In April 2019, it was announced that a companion documentary series would be launched on the Disney+ streaming service within its first year entitled Into the Unknown: Making Frozen 2. Frozen 2 was released in November 2019. The documentary's first trailer premiered in June 2020 and the series was released on June 26, 2020. Radio Times held a live discussion with Buck, Unten, and Walters at 5 p.m. BST on the day of its release.
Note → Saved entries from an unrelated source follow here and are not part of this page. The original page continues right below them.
PR #277, opened 2023-04-18
Add general purpose banner

gammaw:
Features: 

- Configurable (CMS-fed) content for message & button text
- Placed on top under the menu so that it doesn't conflict with arcsi player and cookie banner
- Colors: Lahmacun purple for background and yellow for button

Validation: 

- Deployed locally
- Deployed on dev and checked on mobile
- See screenshot

Disclaimer: 

- Current text is for demonstration only (it's not hard-coded, can be edited via CMS)

Credits:

- Main code by @baxgas (thanks man!), adjustments by me (see commits for detail)

Please review. 

image


tuz666 (approved):
Don't know too much about the frontend code, but I checked the dev page and found no problem with it.
Thanks for this PR!!

gammaw:
Thanks @tuz666 for the quick review & approve! Just added a minor commit to adjust the color code of the yellow we use (the same as for the cookie banner). Note: it's not deployed on the dev server. 

Please review again.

At the 2020 Annecy International Animation Film Festival, which was held online, the first episode of the documentary was made available from June 26 to June 28. Frozen 2 was added to Disney+ shortly afterward, on July 3.

==Reception==
Joel Keller of Decider reviewed the documentary positively, saying that it "doesn't suffer from the usual Disney self-promotional schtick" and was "a very informative series that shows that even the best animated features run into issues." Ethan Anderton of /Film reviewed it as "informative and fascinating". Anderton praised it for featuring "touching and crushingly honest moments" such as Bell's relation to "The Next Right Thing", and covering the "frustration" involved in adapting "Show Yourself." Nick Romano of Entertainment Weekly recommended it for demonstrating that "there's as much heart behind these films as there are on screen."
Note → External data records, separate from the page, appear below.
Issue #279, opened 2023-05-20
Get rid of code duplicate on schedule main page (schedule.vue) for group shows


gammaw:
Hint: use store data computed by the radio play component similar to schedule home.

Issue #278, opened 2023-05-09
Display external stream info


gammaw:
**Challenge**: frontend now displays current show content based on Azuracast's `nowplaying` API, but, in case of relayed streams, the API returns empty info and/or info filled by the stream's owner (not known a priori). 

**Solution candidate**: enhance current show display logic with [arcsi](https://github.com/lahmacunradio/arcsi)-based information (as a fallback, e.g., based on empty playlist in the API responce) and relying on CET-transformed browser time (see hints [here](https://linuxhint.com/convert-date-to-another-time-zone-using-javascript/) and [here](https://www.w3schools.com/jsref/jsref_tolocalestring.asp))*.

**Modules subject to change**: `RadioPlayer`, `schedule/Home` (aka ScheduleHome), `schedule` (and `schedule/FullItem` aka ScheduleFullItem). 

*Note that it seems that we display browser-local time no matter where we are: 

https://github.com/lahmacunradio/frontend/blob/a51452499f068bb442cdc42a9d356d221693919a/app/components/HeaderBlock.vue#L19

https://github.com/lahmacunradio/frontend/blob/a51452499f068bb442cdc42a9d356d221693919a/app/components/HeaderBlock.vue#L51-L52

PR #281, opened 2023-05-20
Dev/#278 display external stream info

gammaw:
Main changes: 

- Add displaying relayed streams feauture (see Wiki for usage: https://github.com/lahmacunradio/frontend/wiki/How-to-handle-relayed-streams-as-shows); 
   - Main logic: so far the player info (title, subtitle, image link) was solely filled based on the `nowplaying` API answer from the streaming server (Azuracast); this new feature introduces a fallback mechanism if such info is not available. Specifically, in case of stream relays there is no image link and the title and subtitle fields depend on the streamer. We use the combination of the `playlist` (empty) and `is_live` (false) fields to detect such a case and we fallback to compute the show based on the current CET time and arcsi. 
- Fix some CET issues (CET display and calculating CET times to be in sunch with arcsi schedules);
- Start using store (Vue's "global variable" concept) for sharing/reusing data across components (most notably in this PR: radio player component computes show info such as title, subtitle which is reused by, e.g., schedule on home page). 

Fixed issues:

- https://github.com/lahmacunradio/frontend/issues/278
- https://github.com/lahmacunradio/frontend/issues/280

Ed Potton of The Times rated the documentary 4 stars out of 5 stars, who said that "such honesty is still rare in Hollywood" and that the challenges faced by the staff make the "cheesy payoffs hit home." Drew Taylor of Collider rated the documentary an "A," calling it "thoroughly riveting and surprisingly honest." Taylor compared it favorably to Disney's previous behind-the-scenes releases for "showing the filmmakers at their most vulnerable, both personally and artistically." Melissa Camacho of Common Sense Media rated the series 3 out of 5 stars and found it to be a "heartfelt behind-the-scene" documentary that highlights the different stages of an animated film production.